The Supreme Court says Americans have a right to own guns for self-defense and hunting, the justices’ first major pronouncement on gun rights in U.S. history.
The court’s 5-4 ruling strikes down the District of Columbia’s 32-year-old ban on handguns as incompatible with gun rights under the Second Amendment. The decision goes further than even the Bush administration wanted, but probably leaves most firearms laws intact.
The wackadoos are in full command. Not only do they have two of the three branches of the government in their pockets, but the Congress is theirs for the asking too (see the right-wing extremist FISA bill they’re about to pass). Now their judicial arm has created a new Constitutional “right,” just for the wackadoos. Brass knuckles are illegal, but guns are too safe for the government to ban. God bless America.
Incidentally, the above-quoted AP lede is dead wrong–it was by no means “the justices’ first major pronouncement on gun rights in U.S. history.” The Supreme Court had ruled AGAINST the Second Amendment having any relevance to gun control laws over and over again in rulings going back to the 19th century.
A well regulated Militia being necessary to the security of a free State, the right of the people to keep and bear Arms shall not be infringed.
Until the reign of general idiocy that began with the fall of the Berlin Wall and is only just beginning to end, no one but gun wackos bothered quoting that irrelevant Amendment–or rather, quoting the second half of it, since the “well regulated militia” part never did their cause much good.

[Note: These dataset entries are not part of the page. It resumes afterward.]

PR #80, opened 2019-11-19
Restrict Tally/Capacity APIs to admin + account whitelist

mstead:
Both APIs are now restricted to users having the admin role
as well as their account must be in the configured white list
file.

APIs can now be restricted in this mannor by annotating the API
method with the new annotation: @AdminWithWhitelistedAccountOnly

The white list can be configured by adding a new property to the
config file as follows:

rhsm-subscriptions.reporting_account_whitelist_resource_location=file:<PATH_TO_YOUR_ACCOUNT_LIST_FILE>

This file simply contains a list of accounts that are allowed to access the reporting APIs.

NOTE: When the application is running in dev mode, the account WILL NOT be checked when
the API is invoked.

### DIFF
--- a/src/main/java/org/candlepin/subscriptions/files/ReportingAccountWhitelist.java
+++ b/src/main/java/org/candlepin/subscriptions/files/ReportingAccountWhitelist.java
@@ -1,0 +1,72 @@
+/*
+ * Copyright (c) 2009 - 2019 Red Hat, Inc.
+ *
+ * This program is free software: you can redistribute it and/or modify
+ * it under the terms of the GNU General Public License as published by
+ * the Free Software Foundation, either version 3 of the License, or
+ * (at your option) any later version.
+ *
+ * This program is distributed in the hope that it will be useful,
+ * but WITHOUT ANY WARRANTY; without even the implied warranty of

“Keep and bear arms”? Nobody does that any more. Members of the National Guard–which is today’s Congressionally-designated militia–do not keep their guns at all; they’re in an armory, and they’re the same issue the Army gets. They DO bear arms when in uniform–unlike those who carry around a gun for self-defence or hunting, who are merely carrying arms. In the eighteenth century, when the Second Amendment was drafted, to “bear arms” had a specifically military meaning (see the Oxford English Dictionary).
This explains the otherwise mysterious connection between a militia designed to protect the state and a right of the people. Simply put, the feds can’t keep people from serving in their state militias–nor from keeping the weapons they’d need to do it, if any states still let militia members keep their own weapons (which they don’t). It’s a right of the people to serve in their state’s military service–obviously subject to the provision that the state has to want them there (or the militia would hardly be “well regulated”).
Through the alchemy of our ever-obscurantist Supreme Kangaroo Court, this has transmogrified into a right to own a handgun for self-protection in the District of Columbia, which doesn’t have a militia. Just about as logical as saying you have to stop counting votes because continuing to count them might at least temporarily swing the outcome, giving the impression that the person who’s going to be implanted into office anyway wasn’t really elected. It’s the same five Justices–well, not quite, two having been replaced by the pseudo-president thereby implanted (and subsequently reimplanted through massive fraud).
What really worries me is the folks in D.C. A lot of them are going to die because of this. All in order to reinforce the individualist delusion that each person can fend for him or herself, lone survivors amidst the universe. As if that had anything whatever to do with how people actually live in today's America.